Task to carry out
Find all the lines in the entries below that hold the word "ISSUE" and copy them.

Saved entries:
PR #84, opened 2020-06-10
Immediately post to the EmonCMS server when config changes.

### LINKED ISSUE #64: Improve responsivness of feedback when user enables / modifies emoncms HTTP posting
Currently, when a user enabled or modifies emoncms http posting and clicks 'save' there is not immediate feedback that the details entered are correct until the next post interval. 

Ideally clicking 'save' should trigger and immediate HTTP post which would verify successful connection. 

Ideally the debug output should display the server response, I'm still having trouble making connection to some emoncms.org accounts, this would be useful to debug.

jeremypoulter:
This gives the user immediate feedback as to if the settings are correct or not.

Also event the returned message to help the user figure out what is wrong if they do not enter the details correctly.

Fixes #64


glynhudson:
Fantastic, confirmed fixed #64

PR #111, opened 2020-08-25
Use the disable state to pause charge

### LINKED ISSUE #83: Think City charging problem; Option to disable pilot while sleeping?
Hi!

Proud new owner of [Think City](https://en.wikipedia.org/wiki/Think_City) electric car, 2010 model two seater with 23kWh Lithium battery. :) 

Originally car had a custom charging connector, but I was told that the signaling is the same as J1772. I changed the car side connector to J1772 so I can use same cables as with my Outlander PHEV.

Now the car charges fine with OpenEVSE, and does respect the pilot signal (6A-16A). Eco mode does work etc.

Expected answer
### LINKED ISSUE #64: Improve responsivness of feedback when user enables / modifies emoncms HTTP posting
### LINKED ISSUE #83: Think City charging problem; Option to disable pilot while sleeping?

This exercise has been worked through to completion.